═══ Task inputs

Issue #7986, opened 2022-03-01
Remove all elements button does not change the cursor's appearance when hovered over


LB-ArturZieba:
**Describe the bug**
When hovering over the "Remove all elements" button, the cursor does not change it's appearance, which is inconsistent with "Remove this element" button hover cursor behavior.

**Steps to reproduce**
1. Create an entity and add a component that has an array property (e.g. Compound Shape or Tag).
2. Add a child element to that array property and unfold it.
3. Hover over the "Remove all elements" and "Remove this element" buttons.

**Expected behavior**
When hovered over either the "Remove all elements" or "Remove this element" button the cursor changes it's appearance.

**Actual behavior**
When hovered over the "Remove all elements" button the cursor does not change it's appearance.

**Video**
https://user-images.githubusercontent.com/86952082/156187801-83967f4e-abd7-4393-ade4-472c1a6b4449.mp4

**Found in Branch**
Development (f74dca6)

**Desktop**
 - Device: PC
 - OS: Linux
 - Version: Ubuntu 20.04.3 LTS
 - CPU AMD Ryzen 5 3600
 - GPU NVIDIA GeForce RTX 2060 SUPER
 - Memory 16GB

PR #13528, opened 2022-12-04
Fix to cursor's appearance not changing when hovering over remove all elements and add new child element buttons

EyeAmfour:
## What does this PR do?

This change fixes the bug described in [Issue #7986](https://github.com/o3de/o3de/issues/7986). Previously, the cursor stayed as the default pointer when hovering over the "Remove all elements" and "Add new child element" buttons. Now, the cursor's appearance is set to the same "Grab_release.svg" image that is used for the "Remove this element" button.

### Cursor Appearance Before Changes
image
image
image
image

### Cursor Appearance After Changes
image
image
image
image

## How was this PR tested?

Manually tested in development. Was able to view changes successfully, as displayed above.

Signed-off-by: EyeAmfour <fruitloopsgo@gmail.com>


Code/Framework/AzToolsFramework/AzToolsFramework/UI/PropertyEditor/PropertyRowWidget.cpp
```diff
@@ -368,8 +371,6 @@ namespace AzToolsFramework
             delete m_containerAddButton;
         }
 
-        this->unsetCursor();
```
cgalvan, line 371: I think we need to leave this call to `unsetCursor` because the property row widgets don't get deleted, but instead get returned to a pool of widgets to be re-used.

EyeAmfour: Leaving that call, at least where it was, is what was preventing the cursor from changing on the two buttons (in addition to the lack of setting the cursor). If it is necessary to have `unsetCursor` called then I can look into moving it above the initialization of the widgets. I tried moving it below all widget initialization and it prevents the cursor from changing over any of the buttons.

cgalvan: Yeah try moving it up to the top of the `Initialize` method, below this block:

```
m_initialized = true;
m_hadChildren = false;
m_parentRow = pParent;
m_isMultiSizeContainer = false;
m_isSelected = false;
...
```

EyeAmfour: @cgalvan That seemed to do the trick. Committed and pushed the change.

cgalvan (approved):

Code/Framework/AzToolsFramework/AzToolsFramework/UI/PropertyEditor/PropertyRowWidget.cpp
cgalvan: Great, thanks! I'll kick off an AR run now.

phuchau1989 (approved):

gadams3 (approved):

amzn-tmryan (approved):

lsemp3d (approved):

dtamkin1 (approved):

cgalvan:
Hi @EyeAmfour, I'm sorry the AR run has failed a few times, I don't believe the error is due to your change. I've tried a few different levels incremental vs. clean builds that haven't worked yet, but have just kicked off a new run that should completely rebuild the workspace, which should hopefully resolve the issue.

If it still fails, can you try pulling the latest from development into your branch? No need to touch it yet though, just wait until we get the results from this current run and then we can go from there!

Thank you for your patience.

cgalvan:
@EyeAmfour Unfortunately it looks like AR still failed, but if you pull latest development into your branch I can kick off a new AR run and that should resolve it! All you need to do is the following from your branch:

```
git fetch upstream
git pull
git push origin
```

hultonha:
Hooray! 😄 Great to see this finally merged, awesome work @EyeAmfour and @cgalvan (I'm sure the next one will be easier! 😝)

══════

Wherever a line in the data above holds the word "does", copy that line.

Remove all elements button does not change the cursor's appearance when hovered over
When hovering over the "Remove all elements" button, the cursor does not change it's appearance, which is inconsistent with "Remove this element" button hover cursor behavior.
When hovered over the "Remove all elements" button the cursor does not change it's appearance.
## What does this PR do?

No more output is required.